# Aviary Designs :)



## EffyJiggy

We are planning to build a small aviary for our 4 canaries, hoping to have an inside and outside area. 

Would love to see some of your aviaries to give us some ideas, if you have any pictures would be much appreciated thanks. 

Also should they be brought back into the house during the winter?


----------



## poohdog

There are a thousand designs in aviaries,it depends on the space you have.

These are two of mine...but they have been built to house foreign finches that need to be kept warm in winter,so they are not completely open to the English winter.And of course I have quite a number of birds.

















This is one of the small commercially available aviaries...ideal for a small number of birds.And with an enclosed section for the birds to roost at night.

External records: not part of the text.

Issue #8447, opened 2026-07-02
Operator AppFeaturesITTest fails consistently on main since June 30


paoloantinori:
## Problem

`AppFeaturesITTest` in Operator Local Tests has failed on **every main branch CI run** since June 30 (5 consecutive failures). All 4 test methods (`testAllowDeletesTrue`, `testAllowDeletesDefault`, `testVersionMutabilityEnabledTrue`, `testVersionMutabilityEnabledDefault`) fail with `ConditionTimeoutException` waiting for the deployment to exist.

## Evidence

| Run | Date | PR | Result |
|-----|------|-----|--------|
| 28400600397 | Jun 29 | typescript-eslint update | ❌ Local Tests |
| 28444313846 | Jun 30 | UBI minimal docker update | ❌ Local Tests + app-sql (Docker Hub flake) |
| 28475527810 | Jun 30 | **securityContext hardening (#8204)** | ❌ Local Tests |
| 28513465087 | Jul 1 | operator channel test (#8412) | ❌ Local Tests |
| 28528024816 | Jul 1 | CLI config commands (#8267) | ❌ Local Tests + OLM-v1 |

## Root Cause Hypothesis

The failure correlates with the merge of PR #8204 (`fix(security): add securityContext hardening to operator Deployment manifest`), which added `readOnlyRootFilesystem` and other security constraints to the operator deployment. The `AppFeaturesITTest` creates an `ApicurioRegistry3` CR and waits for the app deployment to become ready — if the hardened security context prevents the app pod from starting (e.g., Quarkus needs to write to `/tmp` or other paths), the awaitility timeout fires.

## Failure Details

```
org.awaitility.core.ConditionTimeoutException: 
Assertion condition defined as a Lambda expression in io.apicurio.registry.operator.it.ITBase 
  at io.apicurio.registry.operator.it.AppFeaturesITTest.testAllowDeletesTrue(AppFeaturesITTest.java:31)
```

Line 31 is `checkDeploymentExists(registry, ResourceFactory.COMPONENT_APP, 1)` — the deployment never reaches ready state.

Cluster diagnostics from the CI logs show the deployment and services exist but pods are likely crash-looping or failing readiness probes.

## Impact

- Every main push that includes operator tests fails
- `Operator Tests / Publish Operator` cascades into failure
- Verification Gate fails on all affected runs
- The `AuthITTest` also times out in some runs (193.5s), suggesting a broader pod startup issue

## Suggested Investigation

[...]

PR #8452, opened 2026-07-02
refactor(operator): convert test lifecycle to @TestInstance(PER_CLASS)

paoloantinori:
## Summary

Convert operator integration test infrastructure from static to instance-based lifecycle using JUnit 5 `@TestInstance(Lifecycle.PER_CLASS)`. This is a **code quality improvement** — not a fix for the `-T 1C` CI failure.

## What Changed

- `ITBase` and `OLMITBase`: add `@TestInstance(PER_CLASS)`, convert 12 static fields to instance fields, convert lifecycle methods to instance methods
- Pure utility methods (`calculateNamespace`, `createK8sClient`, etc.) remain static — they don't access instance state
- 10 subclasses updated: `static @BeforeAll` → instance, method references `ITBase::` → `this::`

## What This Does NOT Fix

**The `-T 1C` CI failure (issue #8447) is caused by resource exhaustion, not shared Java state.** The Makefile runs `-pl controller -am` — only ONE module's tests execute. The `olm-tests` module is not involved. Under `-T 1C`, 8 parallel Maven threads do Quarkus augmentation + compilation while Minikube pods are also running. The CPU/memory pressure causes pods to start slower, exceeding the 120s awaitility timeout.

The correct fix for the CI failure is the `-T1` override in the Makefile (PR #8448, already merged). This refactoring is complementary — it eliminates unnecessary static state as a code quality improvement and a prerequisite for future intra-module test parallelism (if ever needed).

## Value of This Change

1. **Code quality**: static mutable state in test base classes is an anti-pattern. Instance fields with PER_CLASS lifecycle are cleaner and more explicit about ownership.
2. **Future-proofing**: if JUnit 5 parallel test execution within a module is ever enabled, instance fields prevent cross-test contamination.
3. **Documentation**: demonstrates the pattern for other Quarkus operator projects considering test parallelism — and honestly documents what it does and doesn't solve.

## Status

- [x] Compiles successfully (`./mvnw install -f operator/pom.xml -DskipTests`)
- [x] Code review passed (1 blocker found and fixed: `AuthTLSITTest.init()` was still static)
- [ ] Functional testing (requires Minikube — CI will validate)

## Context

See the [Known Issues FAQ in Discussion #8365](https://github.com/Apicurio/apicurio-registry/discussions/8365) for the full analysis, including the corrected root cause (resource exhaustion, not shared memory state).


paoloantinori:
Paolo's note: 
this is the result of AI chasing another thing, and doing all this work. 
I wouldn't call it particularly important if not only for the future-proofing consideration.

I leave you decide the tradeoff between clarity and future proof

paoloantinori:
Addressed Copilot's review: renamed `operatorDeployment` local variable to `operatorDeploymentCell` in `RestrictedNamespaceITTest` to avoid shadowing the inherited enum field (commit 269b49e).

jsenko:
Pre-existing bug (not introduced by this PR): `strimziInstalled` is initialized to `false` but never set to `true` after `applyStrimziResources()` completes. The guard `if (!strimziInstalled)` in `KafkaSqlITTest`, `KafkaSqlTLSITTest`, `KafkaSqlOAuthITTest`, and `KafkaSqlAccessITTest` is therefore always true, and Strimzi resources are re-applied on every test class setup.

Fix would be to set `strimziInstalled = true` at the end of `applyStrimziResources()`. Small performance gain — avoids redundant downloads and resource creation when multiple Kafka test classes run in sequence.

paoloantinori:
@jsenko Good catch — fixed in commit 44378fe. Added `strimziInstalled = true` at the end of `applyStrimziResources()`. Avoids redundant Strimzi resource downloads and creation when multiple Kafka test classes run in sequence.

jsenko (dismissed):
LGTM, I'm writing an issue to parallelize the operator tests, which would give use the most gains.

operator/controller/src/test/java/io/apicurio/registry/operator/it/ITBase.java
```diff
@@ -385,6 +387,7 @@ static void applyStrimziResources() throws IOException {
                 });
             });
         }
+        strimziInstalled = true;
```
EricWittmann: With `PER_CLASS` + instance fields, `strimziInstalled` loses its cross-class semantics. Previously as a `static` field it was shared across all `ITBase` subclasses in the same JVM, so Strimzi was installed once and subsequent Kafka test classes (`KafkaSqlITTest`, `KafkaSqlTLSITTest`, `KafkaSqlOAuthITTest`, `KafkaSqlAccessITTest`) skipped re-installation.

Now each test class instance starts with `strimziInstalled = false`. The `= true` assignment added here is a good fix for the pre-existing bug (the flag was never set to `true` before), but it only affects the current instance — and `@BeforeAll` runs once per instance with `PER_CLASS`, so the flag is never re-checked on that same instance.

Net effect: if multiple Kafka test classes run in the same JVM, each one will redundantly download and apply Strimzi YAML from GitHub. Since `applyStrimziResources()` uses `createOrReplace` this is idempotent and not harmful, just slower.

Consider keeping `strimziInstalled` as the one intentional `static` field (since it genuinely needs cross-class sharing), or adding a comment noting that redundant installation is accepted as idempotent.

paoloantinori:
@EricWittmann Good catch — `strimziInstalled` restored to `static` with a comment explaining the cross-class sharing intent (commit 1ed4832). All other fields remain instance-scoped.

operator/controller/src/test/java/io/apicurio/registry/operator/it/ITBase.java
```diff
@@ -83,18 +85,19 @@ public enum OperatorDeployment {
...
-    protected static boolean cleanup;
+    protected OperatorDeployment operatorDeployment;
+    protected KubernetesClient client;
+    protected PodLogManager podLogManager;
+    protected PortForwardManager portForwardManager;
+    protected IngressManager ingressManager;
+    protected String deploymentTarget;
+    protected String namespace;
+    protected boolean cleanup;
+    // Intentionally static: shared across test class instances so Strimzi is installed once per JVM
```
EricWittmann: Since this PR describes itself as "a prerequisite for future intra-module test parallelism," it's worth noting that this static boolean guard has no synchronization. If parallel execution is ever enabled, concurrent test classes could both read `strimziInstalled == false` and race into `applyStrimziResources()`, causing duplicate Strimzi installations.

The codebase already has a thread-safe pattern for exactly this kind of "install once per JVM" guard — see `SharedDebeziumInfrastructure` in `integration-tests/`, which uses `AtomicBoolean` + `synchronized` methods. Consider using `AtomicBoolean.compareAndSet()` here to future-proof the guard, e.g.:

```java
private static final AtomicBoolean strimziInstalled = new AtomicBoolean(false);

void applyStrimziResources() throws IOException {
    if (!strimziInstalled.compareAndSet(false, true)) {
        return;
    }
    // ... install logic ...
}
```

Not a blocker for this PR since tests run sequentially today, but worth considering given the stated goal.

paoloantinori:
@EricWittmann Applied the AtomicBoolean suggestion (commit e6391ef). Guard is now inside `applyStrimziResources()` using `compareAndSet(false, true)`, following the `SharedDebeziumInfrastructure` pattern. Callers simplified — no longer check the flag before calling.

paoloantinori:
**Pre-review note on scope:**

`MultiNamespaceSmokeITTest.createRegistry(String namespace)` also has a parameter named `namespace` that shadows the inherited field. This is **intentional** — the method is a helper called with different namespace values (`namespace`, `namespace2`, `namespace3`), so the parameter name correctly describes what it receives. Unlike `RestrictedNamespaceITTest` where the shadowed local variable (`operatorDeployment`) masked an enum field of the same name, the `MultiNamespaceSmokeITTest` case is parameterization, not accidental shadowing.

aclfe:
Hello, new here so might be missing some context. Following on from @EricWittmann's point, there's a related question for the operator itself. This PR makes app a per-class instance field, so each test class starts its own operator. But #8495's design goes the other way: one cluster-wide operator shared across all classes, held at JUnit root scope? I want to work on #8495, that's why I'm asking. For app specifically, is #8495 expected to lift it back out of the test instance?

paoloantinori:
@aclfe Welcome! Good question — you're right that these two PRs address related but distinct layers:

**This PR (#8452)** removes the Java-level barrier to parallelism: static fields shared across test classes become instance fields via `@TestInstance(PER_CLASS)`. Without this, even running tests in separate namespaces would hit shared-state races at the JVM level (e.g., `client`, `namespace`, `app` being overwritten by concurrent test classes).

**#8495** is the Kubernetes-level design: a single cluster-wide operator shared via JUnit 5 `ExtensionContext.Store` at ROOT scope, with per-class namespace isolation.

To answer your specific question: yes, #8495 would lift `app` back out of the per-class instance — it moves to the ROOT store as a shared `CloseableResource` managed by the extension, not by individual test classes. This PR is a prerequisite that cleans up the field/lifecycle semantics so #8495 has a solid foundation to build on.

In short: this PR makes fields per-class (safe), #8495 then promotes operator lifecycle to per-suite (efficient).

aclfe:
@paoloantinori Thanks, that clears it up well! I'll start digging into the extension design for #8495 and follow up with questions as they come. Looking forward to seeing this merged

carlesarnal (dismissed):
LGTM — clean PER_CLASS conversion. The `strimziInstalled` change from `boolean` to `static AtomicBoolean` with `compareAndSet` is a nice improvement over the old `if (!strimziInstalled)` pattern — correct for shared-across-JVM semantics and future-proofs for parallel execution. Static-to-instance field conversions and method reference updates (`this::getOperatorDeployment`) are all correct.

jsenko:
The `Operator Tests / Remote Tests (olm-v0)` failure is a transient infrastructure issue — minikube failed to download the `kubelet` binary due to a network connection reset (`INET_RESET_BY_PEER`) on the GitHub Actions runner. Not related to the PR changes.

Re-running the tests is needed after the current workflow execution finishes.

jsenko:
@paoloantinori Needs rebase to include https://github.com/Apicurio/apicurio-registry/pull/8511

paoloantinori:
The Kafka test failures blocking this PR were **not** environmental — root cause found and fixed in 928ea857b.

**Mechanism** (verified in run [29488059140](https://github.com/Apicurio/apicurio-registry/actions/runs/29488059140)): the `strimziInstalled` guard made `applyStrimziResources()` run once per JVM, but the Strimzi operator Deployment is installed into the **per-class namespace**, which `afterAll()` deletes. The log shows it exactly: `Creating Strimzi resource kind Deployment` appears **once** (namespace `test-7b96a04`, KafkaSqlAccessITTest — passes in 333s), that namespace is deleted at 14:43:50, and the three later classes create their Kafka CRs in fresh namespaces with **no operator to reconcile them** — no install lines, each burning the full 600s `KAFKA_BROKER_READY_TIMEOUT` (674/718/673s). That's why failures were deterministic since Jul 9 (7+ consecutive), why #8511's longer timeout and #8652's resource limits couldn't help, and why other PRs' kafka jobs passed the same day (#8660, green in 24m38s — main has no guard).

@EricWittmann the `compareAndSet` pattern is the right tool for a JVM-wide singleton (the SharedDebeziumInfrastructure case) — it just can't work here while the install target lives inside a resource that's recreated per class. A per-instance or per-namespace guard would be trivially always-false (fresh namespace per class), so the fix removes the guard entirely and documents the constraint at the method. This also resolves the original 'declared but never set' observation more completely than re-patching it.

Two things deliberately **not** done here: (1) the latent parallel-execution race on the cluster-scoped ClusterRoleBinding rebinding is pre-existing (shared with main) and only relevant if parallelism is ever enabled; (2) the real optimization — install Strimzi **once per job, cluster-wide watch, dedicated non-deleted namespace**, manifest vendored instead of downloaded per class — is tracked as a follow-up (backlog REG-111) to keep this PR minimal. Verification for this fix = the kafka group itself: all 4 classes should now install Strimzi and pass.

Note the safety porch...very important if you don't want your birds zipping past your ear as you enter.A lot of people don't have one because of the space taken up...but live to regret it.
Canaries are very hardy if acclimatised to an outside flight and can winter without heat...although personally I would put a small 100 watt tubular heater in the enclosed section to keep the chill out.
Birds can be encouraged to roost under cover away from the elements by feeding in there...providing a small light in winter for a couple of hours,and putting the highest perches in that section...birds always roost at the highest point.


----------



## vanessalane1

Aviaries get dirty quickly; so daily cleaning is crucial for the health of your birds


----------



## poohdog

vanessalane1 said:


> Aviaries get dirty quickly; so daily cleaning is crucial for the health of your birds


They're birds not elephants Vanessa...anyone cleaning an aviary daily wouldn't breed a mouse let alone birds.


----------



## vanessalane1

poohdog's i know they are not elephant :nono:


----------